INSTRUCTIONS TO FOLLOW »
Go through the data and retrieve each line that includes the string "when".

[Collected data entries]
*** Block opens ***

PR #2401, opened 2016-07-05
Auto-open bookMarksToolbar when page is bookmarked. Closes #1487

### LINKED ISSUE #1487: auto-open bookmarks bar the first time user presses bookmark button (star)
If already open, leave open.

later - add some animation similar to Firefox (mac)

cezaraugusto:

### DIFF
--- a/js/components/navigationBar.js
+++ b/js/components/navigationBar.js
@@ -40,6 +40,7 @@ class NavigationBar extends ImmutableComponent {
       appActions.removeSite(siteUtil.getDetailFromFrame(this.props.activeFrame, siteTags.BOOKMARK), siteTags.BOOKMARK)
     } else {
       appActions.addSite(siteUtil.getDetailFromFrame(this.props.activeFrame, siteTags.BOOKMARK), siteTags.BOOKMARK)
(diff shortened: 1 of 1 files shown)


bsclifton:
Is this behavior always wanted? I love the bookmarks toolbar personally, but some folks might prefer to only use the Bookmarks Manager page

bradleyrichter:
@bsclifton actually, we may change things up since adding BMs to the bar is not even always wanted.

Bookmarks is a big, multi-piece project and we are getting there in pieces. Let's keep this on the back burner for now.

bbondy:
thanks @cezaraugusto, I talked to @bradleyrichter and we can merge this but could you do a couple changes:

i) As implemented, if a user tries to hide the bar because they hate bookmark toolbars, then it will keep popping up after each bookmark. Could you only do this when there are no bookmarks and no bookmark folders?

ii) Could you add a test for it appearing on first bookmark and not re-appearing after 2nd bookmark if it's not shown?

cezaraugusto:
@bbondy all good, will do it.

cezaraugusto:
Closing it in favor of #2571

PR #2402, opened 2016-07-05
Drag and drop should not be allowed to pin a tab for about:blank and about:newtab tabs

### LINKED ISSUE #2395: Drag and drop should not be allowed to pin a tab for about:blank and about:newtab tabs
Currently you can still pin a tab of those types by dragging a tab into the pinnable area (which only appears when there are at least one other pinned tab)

*** Block closes ***
*** Block opens ***

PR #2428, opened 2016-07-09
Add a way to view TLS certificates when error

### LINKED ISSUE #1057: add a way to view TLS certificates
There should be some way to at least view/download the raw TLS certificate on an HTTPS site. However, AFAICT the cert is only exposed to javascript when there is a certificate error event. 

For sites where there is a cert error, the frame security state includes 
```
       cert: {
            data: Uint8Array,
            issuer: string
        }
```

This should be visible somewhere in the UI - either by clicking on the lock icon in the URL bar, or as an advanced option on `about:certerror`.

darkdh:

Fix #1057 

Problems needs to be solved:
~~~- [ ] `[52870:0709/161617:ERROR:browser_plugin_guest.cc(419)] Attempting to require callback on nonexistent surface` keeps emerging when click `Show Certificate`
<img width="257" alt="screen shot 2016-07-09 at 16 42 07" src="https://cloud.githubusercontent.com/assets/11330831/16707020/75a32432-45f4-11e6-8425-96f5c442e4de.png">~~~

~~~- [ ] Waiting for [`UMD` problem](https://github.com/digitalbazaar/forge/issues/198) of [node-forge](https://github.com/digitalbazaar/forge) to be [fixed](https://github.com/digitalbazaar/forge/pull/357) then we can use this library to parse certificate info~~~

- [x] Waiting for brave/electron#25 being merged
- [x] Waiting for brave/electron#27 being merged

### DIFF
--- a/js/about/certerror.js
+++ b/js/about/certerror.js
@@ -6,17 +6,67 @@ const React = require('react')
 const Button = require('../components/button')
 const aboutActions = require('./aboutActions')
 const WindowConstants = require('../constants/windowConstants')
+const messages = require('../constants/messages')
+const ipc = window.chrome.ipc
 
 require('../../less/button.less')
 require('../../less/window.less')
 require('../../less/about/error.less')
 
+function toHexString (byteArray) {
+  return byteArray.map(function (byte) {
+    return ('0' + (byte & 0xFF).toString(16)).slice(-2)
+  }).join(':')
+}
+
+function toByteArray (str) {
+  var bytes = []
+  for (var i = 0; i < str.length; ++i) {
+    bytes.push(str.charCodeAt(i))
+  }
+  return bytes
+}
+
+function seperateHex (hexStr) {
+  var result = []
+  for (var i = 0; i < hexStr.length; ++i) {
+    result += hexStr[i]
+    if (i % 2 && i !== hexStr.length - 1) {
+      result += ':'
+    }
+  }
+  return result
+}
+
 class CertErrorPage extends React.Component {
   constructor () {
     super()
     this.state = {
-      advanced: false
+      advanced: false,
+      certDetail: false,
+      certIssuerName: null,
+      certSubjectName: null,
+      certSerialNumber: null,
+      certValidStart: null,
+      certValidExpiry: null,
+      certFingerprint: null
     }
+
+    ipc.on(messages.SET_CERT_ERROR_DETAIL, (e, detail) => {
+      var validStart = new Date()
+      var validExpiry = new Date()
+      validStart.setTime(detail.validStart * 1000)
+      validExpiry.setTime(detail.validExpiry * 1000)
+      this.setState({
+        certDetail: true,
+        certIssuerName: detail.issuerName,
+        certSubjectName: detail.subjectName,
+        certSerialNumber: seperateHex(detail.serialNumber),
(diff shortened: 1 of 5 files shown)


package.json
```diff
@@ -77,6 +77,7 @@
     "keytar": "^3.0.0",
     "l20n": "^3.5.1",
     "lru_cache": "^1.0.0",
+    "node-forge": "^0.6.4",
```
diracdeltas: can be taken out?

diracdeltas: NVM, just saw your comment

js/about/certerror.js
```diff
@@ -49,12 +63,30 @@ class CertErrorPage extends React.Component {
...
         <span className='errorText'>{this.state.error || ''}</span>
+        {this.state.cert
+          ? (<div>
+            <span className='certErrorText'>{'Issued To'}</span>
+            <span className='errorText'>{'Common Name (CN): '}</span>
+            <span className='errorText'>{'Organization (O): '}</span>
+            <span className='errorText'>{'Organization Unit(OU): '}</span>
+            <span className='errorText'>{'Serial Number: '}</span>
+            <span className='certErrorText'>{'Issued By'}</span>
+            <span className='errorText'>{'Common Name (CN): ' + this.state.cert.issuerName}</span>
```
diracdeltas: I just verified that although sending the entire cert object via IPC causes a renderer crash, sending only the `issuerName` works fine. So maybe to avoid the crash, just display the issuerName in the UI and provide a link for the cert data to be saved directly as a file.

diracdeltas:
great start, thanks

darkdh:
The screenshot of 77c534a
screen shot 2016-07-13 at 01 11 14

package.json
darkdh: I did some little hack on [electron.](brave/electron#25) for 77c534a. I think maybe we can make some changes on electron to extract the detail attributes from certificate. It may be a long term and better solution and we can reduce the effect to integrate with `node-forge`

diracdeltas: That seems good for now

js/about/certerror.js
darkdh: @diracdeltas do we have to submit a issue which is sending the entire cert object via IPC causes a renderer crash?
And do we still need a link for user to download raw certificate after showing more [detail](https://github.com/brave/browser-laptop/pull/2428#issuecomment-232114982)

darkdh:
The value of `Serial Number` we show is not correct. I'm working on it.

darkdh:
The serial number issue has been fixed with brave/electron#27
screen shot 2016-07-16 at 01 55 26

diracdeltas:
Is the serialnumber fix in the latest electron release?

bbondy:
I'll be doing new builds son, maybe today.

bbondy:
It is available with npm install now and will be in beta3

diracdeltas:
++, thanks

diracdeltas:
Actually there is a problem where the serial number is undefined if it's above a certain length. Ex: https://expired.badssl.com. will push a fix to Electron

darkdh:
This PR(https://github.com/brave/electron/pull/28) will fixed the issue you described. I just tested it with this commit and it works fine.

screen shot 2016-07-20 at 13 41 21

*** Block closes ***
*** Block opens ***

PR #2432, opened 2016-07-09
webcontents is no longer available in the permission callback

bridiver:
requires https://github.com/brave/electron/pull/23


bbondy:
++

*** Block closes ***

EXERCISE SOLUTION »
Auto-open bookMarksToolbar when page is bookmarked. Closes #1487
i) As implemented, if a user tries to hide the bar because they hate bookmark toolbars, then it will keep popping up after each bookmark. Could you only do this when there are no bookmarks and no bookmark folders?
Currently you can still pin a tab of those types by dragging a tab into the pinnable area (which only appears when there are at least one other pinned tab)
Add a way to view TLS certificates when error
There should be some way to at least view/download the raw TLS certificate on an HTTPS site. However, AFAICT the cert is only exposed to javascript when there is a certificate error event. 
~~~- [ ] `[52870:0709/161617:ERROR:browser_plugin_guest.cc(419)] Attempting to require callback on nonexistent surface` keeps emerging when click `Show Certificate`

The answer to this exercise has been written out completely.